PR #95, opened 2022-06-28
Test toolchain compatibility

### LINKED ISSUE #83: Add integration testing for version sets that must pass before updating version index
Related to #66, followup to #75.

I wonder if there's some way we can re-use the E2E tests from the Sway repo for this? E.g. fetch the sway repo, patch the `forc` and `fuel-core` versions used and run those tests?

We only really need the tests that check the integration of `forc` and `fuel-core`, so e.g. the contract deployment ones, running scripts and checking their results, etc. Perhaps we could filter out the language tests.

Alternatively, we can start adding our own integration tests here. That said, I can't think of many `forc`+`fuel-core` integration tests that would be only be beneficial here that would not *also* be beneficial at the Sway repo. It would be a shame to have some test here that could have been added to Sway and caught some incompatibility bug earlier in the release process.

bingcicle:
__WIP - Opening PR for visibility__

Closes #83 

__Note when reviewing:__ I've changed the workflow to trigger on `push` into this branch, instead of `schedule`. This is only for the purpose of testing the workflow for now, and it should be changed back to a scheduled cron job prior to merging.

_Please see details on the design within the comment [here](https://github.com/FuelLabs/fuelup/pull/95#issuecomment-1173928649)_

_Comment on how to review [here](https://github.com/FuelLabs/fuelup/pull/95#issuecomment-1177211625)_

### DIFF
--- a/.github/workflows/test-toolchain-compatibility.yml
▬▬▬▬▬▬▬▬▬▬
## Brief
Exactly as shown above, write out all the records.

## Exercise result
PR #95, opened 2022-06-28
Test toolchain compatibility

### LINKED ISSUE #83: Add integration testing for version sets that must pass before updating version index
Related to #66, followup to #75.

I wonder if there's some way we can re-use the E2E tests from the Sway repo for this? E.g. fetch the sway repo, patch the `forc` and `fuel-core` versions used and run those tests?

We only really need the tests that check the integration of `forc` and `fuel-core`, so e.g. the contract deployment ones, running scripts and checking their results, etc. Perhaps we could filter out the language tests.

Alternatively, we can start adding our own integration tests here. That said, I can't think of many `forc`+`fuel-core` integration tests that would be only be beneficial here that would not *also* be beneficial at the Sway repo. It would be a shame to have some test here that could have been added to Sway and caught some incompatibility bug earlier in the release process.

bingcicle:
__WIP - Opening PR for visibility__

Closes #83 

__Note when reviewing:__ I've changed the workflow to trigger on `push` into this branch, instead of `schedule`. This is only for the purpose of testing the workflow for now, and it should be changed back to a scheduled cron job prior to merging.

_Please see details on the design within the comment [here](https://github.com/FuelLabs/fuelup/pull/95#issuecomment-1173928649)_

_Comment on how to review [here](https://github.com/FuelLabs/fuelup/pull/95#issuecomment-1177211625)_

### DIFF
--- a/.github/workflows/test-toolchain-compatibility.yml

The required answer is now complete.